I bocconi amari, ai quali don Giuseppe alludeva, erano stati due, ma il primo,
una vera sventatezza. Giovanni aveva tredici anni nel 1822. Aveva saputo che in
un pomeriggio di gennaio s’avevano a fucilare nove cittadini, condannati per
carboneria e cospirazione:
e invece di andarsene all’Oratorio era corso a vedere quell’orrore. Ne era
tornato con la febbre, e ne aveva avuto per più giorni. Don Giuseppe era andato
in collera:
-
Ben gli stia! Gli servirà per lezione per l’avvenire.
La
lezione aveva avuto l’effetto contrario di quello previsto da don Giuseppe;
perché da quel giorno, la visione di quei nove disgraziati uccisi barbaramente, e fra essi un giovane
ancora imberbe, del quale si recitavano dei sonetti, avevano acceso
nell’animo di Giovanni odio contro i Borboni. Con gli anni l’odio si era
fortificato: la storia greca e la romana gli avevano circondato di gloria
Armodio e Bruto; e all’Università, conosciuti Dante e Alfieri, gli si erano
dischiusi orizzonti più vasti. Ed era entrato nella Carboneria, affiliatovi da
un compagno, Andrea Pardo, col quale aveva stretto vincoli di fraterna
amicizia. Don Giuseppe, non aveva né avrebbe mai sospettato che un suo figlio
potesse essere intinto di quella pece. Se ne accorse sbalordito, anzi
atterrito, quando Giovanni, accusato di scienza e di connivenza con l’infelice
tentativo carbonaro del 1831, (4) fu arrestato. Questa don Giuseppe non l’aveva
potuto giudicare una sventatezza da ragazzo. Era un delitto. E ne aveva preso
una malattia. E c’era voluta la buona reputazione di fedeltà e di devozione al
Re, che egli godeva nel Ministero, le sue relazioni, l’intervento dei signori
della prima nobiltà, per sottrarre Giovanni a una condanna.
Nessuno
toglieva dalla testa a don Giuseppe che l’Università gli aveva sviato il
figlio. C’era qualche professore bacato da certe idee...; e facevan leggere
troppi libri! Il buon uomo si rammaricava qualche volta d’aver ceduto alle
insistenze di sua madre, che voleva un uomo di legge in famiglia.
-
In casa nostra – diceva la nonna Angelina – sono stati sempre avvocati: tu non
hai voluto continuare la tradizione: che almeno la riprenda uno dei tuoi figli.
Sì,
stava bene: sarebbe forse stato meglio avviarci Nenè o Leopoldo, che erano più
tranquilli. Ma avevano l’ingegno di Giovanni? E per riuscire ci vuole ingegno.

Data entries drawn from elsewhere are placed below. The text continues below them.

PR #1624, opened 2026-09-17
docs(contributing): explain what clippy catches that cargo check misses

adolfousier:
## Why

CONTRIBUTING.md says "USE clippy, never cargo check" but only states *what*, not *why*. Contributors coming from other ecosystems never learn that clippy's lints are about wrongness, not style, so they treat it as optional polish. This adds the argument, backed by upstream docs.

## What

A "Why clippy, not cargo check" subsection after the lint-pass paragraph:

- clippy reports everything `cargo check` does plus ~700 lints; `clippy::correctness` is the only deny-by-default group and aborts compilation, quoting the official docs ("outright wrong or useless", "carefully picked and should be free of false positives")
- Concrete clean-check-dirties examples, each verified against clippy sources/docs:
  - `clippy::let_underscore_lock` (correctness, `clippy_lints/src/let_underscore.rs`): `let _ = parking_lot lock` drops the guard immediately; the rustc lint only covers std locks
  - `clippy::derive_ord_xor_partial_ord` (deny-by-default): Ord/PartialOrd disagreement breaks BTreeMap/sort invariants silently
  - `clippy::eq_op`: `assert_eq!(a, a)`, the always-passing test
  - `clippy::perf` group: "code that can be written to run faster"
- Even rustc concedes the gap: cargo book states some diagnostics are only emitted during codegen, which check skips
- Local receipt: this repo's own tests carry deliberate `#[allow(clippy::field_reassign_with_default)]` suppressions (`src/tests/onboarding_*_test.rs`), so the gate is real, not decorative

## Proof read

Docs-only change (one paragraph + bullets), no code touched, cargo gates unaffected.

## Related

Follow-up to today's clippy-gate discussion; not closing any issue.


adolfousier:
Merged into `main` as `9b18de72b` (`Merge PR #1624: explain what clippy catches that cargo check misses`), both commits preserved individually rather than squashed, since they are two separate logical changes:

| SHA | Commit | Delta |
|---|---|---|
| [`836d0740`](https://github.com/adolfousier/opencrabs/commit/836d0740b) | docs(contributing): explain what clippy catches that cargo check misses | CONTRIBUTING.md +11 |
| [`5197ec86`](https://github.com/adolfousier/opencrabs/commit/5197ec86f) | docs(contributing): add first-run advisory with clippy --fix path | CONTRIBUTING.md +2 |

Total +13/-0, one file. The new `#### Why clippy, not \`cargo check\`` subsection sits directly under the existing lint-pass paragraph in `CONTRIBUTING.md`, before `### Running the App While You Iterate`, so the section reads as claim then justification then dev loop.

**Receipts checked before merge**, since the text makes factual claims about this repo rather than only about upstream clippy:

- The CI gate quoted is real: `.github/workflows/ci.yml:108` runs `cargo clippy --locked --lib --bins --tests --examples --all-features -- -D warnings`.
- The `#[allow(clippy::field_reassign_with_default)]` suppressions cited exist: `src/tests/onboarding_no_silent_commit_test.rs` (2), `src/tests/onboarding_step_save_test.rs` (2), plus `src/tests/xiaomi_onboarding_test.rs` (2) which the `onboarding_*_test.rs` glob in the text does not cover. The claim stands either way; the lint genuinely fires in this tree and each allow is deliberate.
- Upstream links resolve to the live clippy lint index and the cargo book `cargo-check` page, so the deny-by-default `correctness` framing and the codegen-only-diagnostics gap are both attributable.

CI was green on the head commit before the merge: Build (aarch64-apple-darwin), Test, Lint, Cargo Audit, CodeQL, Analyze (actions/python/rust) and CI Required Gate all passing, Code Coverage skipped. No local sanity run was performed and none was required: the change is documentation only, zero Rust touched, so the clippy and test gates are unaffected by definition.

No issue closed by this PR, it was a standalone documentation improvement.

Un avvocato senza ingegno va a finire “paglietta”. Giovanni, invece... E poi se
non voleva esercitare l’avvocatura, poteva diventar magistrato, la toga era
mezza nobiltà. Aveva quelle ideacce? Sarebbero passate con gli anni. I giovani
hanno sempre qualche grillo: e se Leopoldo e Nenè non ne avevano avuti, e non
ne aveva avuti neppure lui, don Giuseppe, non era una ragione che non dovesse
averne Giovanni. Quel che importava era che Giovanni diventasse un bravo
avvocato. Così donna Angelina aveva vinto.
-
E poi – aggiungeva – lascialo sposare, e vedrai che i grilli gli passeranno.
Qualche
anno dopo la laurea, infatti, Giovanni prese moglie. E pareva che non pensasse
ad altro che alla professione; ma eccoti il colera a ridestare le antiche
apprensioni di don Giuseppe, rinnovare le querimonie contro l’Università; e
renderlo stizzoso per la paura. Che bisogno c’era di parlare male del Governo? di
tirarsi addosso la polizia? Un processo? E poi, che c’entra il Governo col
colera?
-
Eh? Che cosa c’entra? O non lo hai sentito che è stato proprio il Governo a far
togliere il cordone e ordinare che si desse pratica alle navi di Napoli?...Va,
va! bisogna esser ciechi: Giovanni ha ragione...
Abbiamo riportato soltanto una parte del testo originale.